At Nacha event Smarter Faster Payments 2025 in New Orleans, a weekend panel session explored how financial institutions must establish an internal risk committee that assesses and mitigates future quantum-related threats.
Editorial
This content has been selected, created and edited by the Finextra editorial team based upon its relevance and interest to our community.
John Buselli, offering manager – IBM security research, IBM, along with Namit Agrawal, partner and US leader, IBM payments centre, IBM Consulting, and John Brady, head of engineering and chief architect, BillGo, highlighted that current cryptographic tools, which take up to a million years to break, could be compromised by quantum computers in five to 10 years.
They emphasised the need for a roadmap to transition to quantum-resistant algorithms, starting with creating an inventory of critical assets and assessing vulnerabilities. Key algorithms like Shor’s and Grover’s were discussed for their potential to break encryption and accelerate fraud detection.
With the knowledge that cryptographic methods can be compromised, the financial services industry must also come to terms with the urgent need for quantum-safe cryptography, which involves developing algorithms that are resistant to quantum attacks. In order to keep the ACH network safe, cryptographic methods must be updated, and operational rules, strengthened.

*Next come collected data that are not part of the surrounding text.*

PR #8940, opened 2026-08-28
codegen: emit the receiver-unknown numeric index tiers once per dynamic site

proggeramlug:
Rebased onto main after #8931 merged; one commit.

## What

`arr[key]` on an erased-Array receiver with a dynamic key (`packed[sparse[x]]` in wolf-ecs `SparseSet.has`, `a[b[i]]` in general) lowers through the canonical-i32 split. Since the brand arm (#8890's v90), every integral key below 2³¹ — canonical double or INT32-boxed — is served in the canonical arm's `aidx.claimed.other` branch, which emits the receiver-unknown numeric tiers (inline typed-array read `tav.*`, dense Array-subclass `arrlike.ic.*`, complete dispatcher) once. The runtime-key arm (`lower_claimable_array_string_key_get`) still carried its **own copy** of that lattice from the v83 dynamic-key work (`aidxkey.int` → `aidxkey.int.exact`), which after v90 only ever ran for integral keys in `[2³¹, 2³²)`. Its other caller passes static string/symbol keys, where the numeric path is dead.

This PR drops that copy: those keys take the complete `js_array_get_index_or_string` route (which handles every index). Same semantics; ~11 KB of IR less per dynamic site.

## Why it matters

Buselli mentioned that the onset of quantum threats will be “difficult to detect, purposeful, it won’t be dramatic but it will be concerning in that regard.” He went on to say that “all data that’s not quantum state today, if it were to be exfiltrated at some point in the future by a bad actor, they could unravel that data.”
He added: “This is a complex supply chain that has to be transformed. Everyone has a collective role in this together. That’s really where the safety is going to come from, and you’re only going to migrate as quickly as your least secure defence.” Quantum computers can break current encryption keys much faster than classical computers, so banks will need to revisit and rebuild payment systems to account for quantum computing threats.
Brady explored the various stages of payment processing, the vulnerabilities introduced by quantum computing, how digital identities can be hacked and synthetic identities can be introduced, leading to account takeovers and manipulation of payment transactions. Beyond payments origination, risks can also emerge in payment transmission, where systems can be intercepted and data manipulated. Further, within payments processing, clearing, and settlement, malicious users could change ledger values.
“In that sense, the integrity, the security and the risk of quantum that we are talking about today has to be understood by each and every individual in the value chain. […] Today, we do have quantum computers that are already at an experimental stage. They are able to generate various algorithms and capabilities.
“However, those quantum computers do not have, currently the compute or the error correction, or in this case, accuracy, in which they can break these algorithms. We are probably another five to 10 years away from quantum computers getting to a point where they could become powerful enough to break encryption keys.”